らき☆すたの歌詞

機会あって『らき☆すた』OP、『もってけ!セーラーふく』を視聴することができた。正直よくわからなかった。

例えば歌詞は文にさえならない単語の羅列である。数人のキャラがそれぞれ自分勝手に喋っているのであればそういう(意図的な)ものとして理解可能であろう。実際途中で「各人が思い思いに喋る」部分は挿入されていたが、それに対してはポリフォニー性とか言っておけば、ああなるほどね、みたいな感じになる。しかし他の部分はどうか。『らき☆すた』の場合は何人かの少女らが常に同じ歌詞を歌い続ける。あたかもそれに意味があるかのように。しかしどう聞いても単語ばかりであり、意味的な繋がりも音韻的な繋がりも強固ではなく、意味伝達を放棄したような思いつきの単語の羅列にしか聞こえない。そんな歌詞を、何故皆で同じ音域で歌うのか。

類似した歌詞として、近くではコードギアスのOPであった『解読不能』が挙げられるかもしれない。
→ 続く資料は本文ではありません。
PR #137, opened 2020-04-06
Feature/simple wms bodies

gmate321:


config/base/scene/simple_desktop.json
```diff
@@ -241,6 +235,79 @@
...
         }
       }
+    },
+	"csp-simple-wms-bodies": {
+      "bodies": {
+        "Earth": {
+          "texture":  "../share/resources/textures/earth.jpg",
+          "wms": [
+            {
+              "name": "Fires",
```
Flatken, line 245: Maybe extend the name with sensor sources (MODIS?, VIIRES? sensor) .e.g. Fire-Hotspots-MODIS

config/base/scene/simple_desktop.json
```diff
@@ -241,6 +235,79 @@
...
+              "copyright": "NASA",
+              "url": "https://neo.sci.gsfc.nasa.gov/wms/wms?SERVICE=WMS&REQUEST=GetMap&VERSION=1.3.0&CRS=CRS:84&BBOX=-180,-90,180,90&FORMAT=image/png",
+              "width": 1600,
+              "height": 800,
+              "time": "2000-02-01/2019-11-01/P1M",
+              "layers": "MOD_LSTD_M",
+              "preFetch": 5
+            },
+            {
+              "name": "angeeichtes Radarkomposit (RW)",
```
Flatken, line 275: maybe an english name is better

config/base/scene/simple_desktop.json
```diff
@@ -241,6 +235,79 @@
...
+              "copyright": "NASA",
```
Flatken, line 276: This is DWD? Deutscher Wetterdienst?

config/base/scene/simple_desktop.json
```diff
@@ -241,6 +235,79 @@
...
+              "url": "https://maps.dwd.de/geoserver/ows?service=wms&version=1.3.0&request=GetMap&CRS=EPSG:1000004&BBOX=-180,-90,180,90&FORMAT=image/png",
+              "width": 1600,
+              "height": 800,
+              "time": "2020-01-07T08:30:00.000Z/2020-01-08T08:30:00.000Z/PT10M",
+              "layers": "dwd:RADOLAN-RW",
+              "preFetch": 5
+            },
+            {
+              "name": "Radarvorhersage (Basis RX)",
```
Flatken, line 285: Same here: Give an english name

config/base/scene/simple_desktop.json
```diff
@@ -241,6 +235,79 @@
...
+              "copyright": "DWD",
+              "url": "https://maps.dwd.de/geoserver/ows?service=wms&version=1.3.0&request=GetMap&CRS=EPSG:1000004&BBOX=-180,-90,180,90&FORMAT=image/png",
+              "width": 1600,
+              "height": 800,
+              "time": "2020-01-08T08:45:00.000Z,2020-01-08T08:50:00.000Z,2020-01-08T08:55:00.000Z,2020-01-08T09:00:00.000Z,2020-01-08T09:05:00.000Z,2020-01-08T09:10:00.000Z,2020-01-08T09:15:00.000Z,2020-01-08T09:20:00.000Z,2020-01-08T09:25:00.000Z,2020-01-08T09:30:00.000Z,2020-01-08T09:35:00.000Z,2020-01-08T09:40:00.000Z,2020-01-08T09:45:00.000Z,2020-01-08T09:50:00.000Z,2020-01-08T09:55:00.000Z,2020-01-08T10:00:00.000Z,2020-01-08T10:05:00.000Z,2020-01-08T10:10:00.000Z,2020-01-08T10:15:00.000Z,2020-01-08T10:20:00.000Z,2020-01-08T10:25:00.000Z,2020-01-08T10:30:00.000Z,2020-01-08T10:35:00.000Z,2020-01-08T10:40:00.000Z,2020-01-08T10:45:00.000Z,2020-01-08T10:50:00.000Z",
+              "layers": "dwd:FX-Produkt"
+            }
+          ]
+        },
+        "Mars": {
```
Flatken, line 295: Delete the Mars section here and add to simple-bodies. The reason is that this server is DLR internal and external people do not have access to that one

resources/gui/js/apis/timeline.js
```diff
@@ -368,6 +368,11 @@ class TimelineApi extends IApi {
     this._itemsOverview.update(data);
   }
 
+  removeItem(id) {
```
Flatken, line 371: What happens if id does not exist?
Do we need to catch that?

Flatken, line 371: Do we need to check if the id does exist?

config/base/scene/simple_desktop.json
gmate321: Where do I find this sensor sources?

config/base/scene/simple_desktop.json
gmate321: Yes, thank you for noticing!

resources/gui/js/apis/timeline.js
gmate321: No, "The method ignores removal of non-existing items, and returns an array containing the ids of the items which are actually removed from the DataSet." (https://ww3.arb.ca.gov/ei/tools/lib/vis/docs/dataset.html#Remove)

Schneegans:
Thanks for the work of porting this to the newest CosmoScout API! I added some remarks in https://github.com/cosmoscout/csp-simple-wms-bodies/pull/3. In addition, there are several clang / gcc warnings which are treated as errors.

gmate321:
> Great work!
> 
> Can you also expand the plugin documentation in the README?

Thank you! What would you like to see in the README?

TheJhonny007:
> > Great work!
> > Can you also expand the plugin documentation in the README?
> 
> Thank you! What would you like to see in the README?

A link and a short description with an image like all the other default plugins here:
https://github.com/cosmoscout/cosmoscout-vr#plugins-for-cosmoscout-vr

Schneegans:
Can anybody else test this on Linux? It still fails to download any images on my side...

config/base/scene/simple_desktop.json
```diff
@@ -241,6 +238,67 @@
           "texture": "../share/resources/textures/neptune.jpg"
         }
       }
+    },
+	"csp-simple-wms-bodies": {
```
Flatken, line 242: formatting looks strange? Tabs!? Meybe only here on github?

Flatken, line 242: formatting looks strange? Tabs!? Meybe only here on github?

config/base/scene/simple_desktop.json
Flatken: https://firms.modaps.eosdis.nasa.gov/

Flatken:
Please look for the conflicts!

config/base/scene/simple_desktop.json
TheJhonny007: It is indentet with a tab instead of spaces.

TheJhonny007:
I let GitHub auto merge develop into your branch. Some code broke since then, because develop changed a lot since this pull request was issued.

gmate321:
> 
> 
> Can anybody else test this on Linux? It still fails to download any images on my side...

It works for me now on Linux.

TheJhonny007:
Looks great! I think we can merge it soon.

Here are some thing I noticed:
- The _Fires-Hotspots-VIIRS_ dataset crashes, when I fast forward/backward a few months.
- The errors should be more descriptive. If a dataset doesn't have data for the current time print that information as a warning instead of `Failed to load ...`.
- Make it possible to select `none` as a source to disable the plugin temporarily.

gmate321:
> 
> 
> Looks great! I think we can merge it soon.
> 
> Here are some thing I noticed:
> 
>     * The _Fires-Hotspots-VIIRS_ dataset crashes, when I fast forward/backward a few months.
> 
>     * The errors should be more descriptive. If a dataset doesn't have data for the current time print that information as a warning instead of `Failed to load ...`.
> 
>     * Make it possible to select `none` as a source to disable the plugin temporarily.

What did you notice with the Fires-Hotspots-VIIRS dataset, how did it crash?

TheJhonny007:
> What did you notice with the Fires-Hotspots-VIIRS dataset, how did it crash?

If I scroll through time in the timeline the application just closes.
The crash report is this line: `Process finished with exit code -1073741819 (0xC0000005)`

TheJhonny007:
So the line that crashes is the following: [`SimpleWMSBody.cpp:386`](https://github.com/cosmoscout/cosmoscout-vr/blob/feature/simple-wms-bodies/plugins/csp-simple-wms-bodies/src/SimpleWMSBody.cpp#L386)

gmate321:
> 
> 
> So the line that crashes is the following: [`SimpleWMSBody.cpp:386`](https://github.com/cosmoscout/cosmoscout-vr/blob/feature/simple-wms-bodies/plugins/csp-simple-wms-bodies/src/SimpleWMSBody.cpp#L386)

Thanks, I will investigate that.

Schneegans:
On which Linux did you test this? For me it fails to download the images due to SSL problems. If I put

```c++
request.setOpt(curlpp::options::SslVerifyPeer(false));
```
into `WebMapTextureLoader.cpp`, the fire dataset is downloaded properly, for the NASA server I still get `error:1414D172:SSL routines:tls12_check_peer_sigalg:wrong signature type`.

gmate321:
> 
> 
> On which Linux did you test this? For me it fails to download the images due to SSL problems. If I put
> 
> ```c++
> request.setOpt(curlpp::options::SslVerifyPeer(false));
> ```
> 
> into `WebMapTextureLoader.cpp`, the fire dataset is downloaded properly, for the NASA server I still get `error:1414D172:SSL routines:tls12_check_peer_sigalg:wrong signature type`.

On Ubuntu 18.04.4. This SSL error never happened to me.

Schneegans:
Could you execute this on your Linux machine and post the results?

```bash
cd install/linux-Release/bin
export LD_LIBRARY_PATH=../lib:../lib/DriverPlugins:$LD_LIBRARY_PATH
ldd cosmoscout | grep curl
ldd cosmoscout | grep ssl
```

gmate321:
> ```shell
> export LD_LIBRARY_PATH=../lib:../lib/DriverPlugins:$LD_LIBRARY_PATH
> ```
Here are the results:
```
ldd cosmoscout | grep curl
	libcurl.so => ../lib/libcurl.so (0x00007f842968f000)
	libcurlpp.so.1 => ../lib/libcurlpp.so.1 (0x00007f8429478000)
ldd cosmoscout | grep ssl
	libssl.so.1.1 => /lib/x86_64-linux-gnu/libssl.so.1.1 (0x00007f5417b19000)
```

Schneegans:
I just realized that we use `request.setOpt(curlpp::options::SslVerifyPeer(false));` also for downloading files at application startup. So maybe we should fix our curl/ssl-setup in general. I think that we need something like `request.setOpt(curlpp::options::CaPath("/etc/ssl/certs"));` to make libcurl use the system's certificates. I am not sure how it finds these certificates on your end though... I tested it on several machines now and on neither of them the images got downloaded.

But this seems out of the scope of this PR, so I would suggest to add `request.setOpt(curlpp::options::SslVerifyPeer(false));` for this request and then we should open a new issue for the proper SSL handling.

Here are some other issues I came across:
* Unloading the plugin does not clean the UI. Try executing `CosmoScout.callbacks.core.reloadPlugin("csp-simple-wms-bodies")` - you'll end up with twice as many side-bar items.
* I would remove the feature of showing the time ranges in the timeline. In it's current state it's pretty confusing & buggy. What are the semantics of editing such a range? When you save the current scene (`CosmoScout.callbacks.core.save("test.json")`), you will actually save all those temporary bookmarks as well. And later, when you load the scene, your timeline will become totally cluttered. We would need some kind of timeline API to add some subtle region highlights for this to be implemented properly. Until then, I would suggest to drop this feature.
* I think it would great to have some default true-color imagery dataset. Like this: https://neo.sci.gsfc.nasa.gov/wms/wms?SERVICE=WMS&REQUEST=GetMap&VERSION=1.3.0&CRS=CRS:84&BBOX=-180,-90,180,90&FORMAT=image/png&WIDTH=1600&HEIGHT=800&LAYERS=VIIRS_543D. This however, crashes for me...? The config I used is below.
* The fire dataset has some API key in it. Are we allowed to publish this?
* It would be great to support jpeg as a image format, as this would significantly speed up the file downloads!

```json
"VIIRS_543D": {
      "copyright": "NASA",
      "url": "https://neo.sci.gsfc.nasa.gov/wms/wms?SERVICE=WMS&REQUEST=GetMap&VERSION=1.3.0&CRS=CRS:84&BBOX=-180,-90,180,90&FORMAT=image/png&WIDTH=1600&HEIGHT=800",
      "width": 1600,
      "height": 800,
      "time": "2014-01-17/2014-02-25/P1D,2014-02-27/2014-03-04/P1D,2014-03-06/2019-11-20/P1D,2019-11-22/2020-06-08/P1D,2020-06-11/2020-06-20/P1D",
      "layers": "VIIRS_543D",
      "preFetch": 2
},
```

gmate321:
Thanks for finding these issues. The plugin unload is no fixed and I've removed the bookmarks for now. Regarding the other issues:

- After some testing I could also reproduce the crash due to SSL problems, but it happened rarely to me. I've mostly found it when I fast forwarded or rewinded a lot, which produced a lot of WMS requests. After some time some of these requests failed.  It only happenedet with the NASA NEO datasets (true color dataset and the two land surface temperatures) though.
- I am not sure about the key in the fires dataset. I think there is a 300 requests / 10 minutes limit per key (https://firms.modaps.eosdis.nasa.gov/web-services/).
- Do you imagine jpeg support with a definition per dataset in startup stettings?
- The interpolation was indeed not working for the past two weeks. The duration of timesteps were previously simply defined in seconds, which is fine for datasets with refresh rates given in days, but not for monthly / yearly dataset. I've temporarily let the time string formatting deal with finding the previous timestep. Incrementing and interpolation was not possible this way. Now I reworked the timestep duration in `utils.hpp` to store years and months separately and it works with all refresh rates. Time interpolation is also back. It is assumed that a monthly dataset sample is always taken on the 1st day of the month. Should we expect datasets which don't follow this?

Schneegans:
This will soon be merged in form of https://github.com/cosmoscout/cosmoscout-vr/pull/237.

しかしあれはあれなりの解読しやすさがあったと思うのだ。例えば夏葉さんが解説していたような方法で。

もちろん、連続した単語しか呟けないような、ある失語状態に陥る精神状態があることは解る。どこかのロックでも似たような試みはしているかもしれない。でもそこには一種の必死さがあったはずだ。叫ぶとか、呟きとか、そういう表出の形でその必死さは現れるものだと思う。でも、『らき☆すた』の彼女らの声はあれほどまで明るい。その理由が解らないから、こうした仮想ロックとの類似性から解釈することもほとんど不可能だと思われる。

らき☆すた』の場合はいまのところ理解のきっかけをつかめない。例えば「そうした散漫とした単語によるコミュニケーションが現代の女子高生のリアルな会話なんだよ」という理由付けも可能だろうけれど、いやそーじゃねーだろ、と思う。みんなで一緒に歌えばなんでも楽しい、というわけでもなかろう。

まぁ、女の子数人が楽しそうにハモってるのを聞くだけで俺のような視聴者は幸せになれるので、そこに可愛い女の声があるというだけで、幸せの理由としては十分なのかもしれない。俺が幸せになれるような歌詞に意味なんて必要ないのだ。いやそもそも言葉である必要すらない。歌詞を聞き取る必要なんて全くないし、歌詞カードを書く意義すらもない。歌声は音であり、その音に意味を求めることに価値があるのだろうか。まるで、(意味のある)歌詞を求めた時点で負け、というゲームをけしかけられているような感覚だ。それはつまり、よくわからないのが正しいと言われているような、そんな。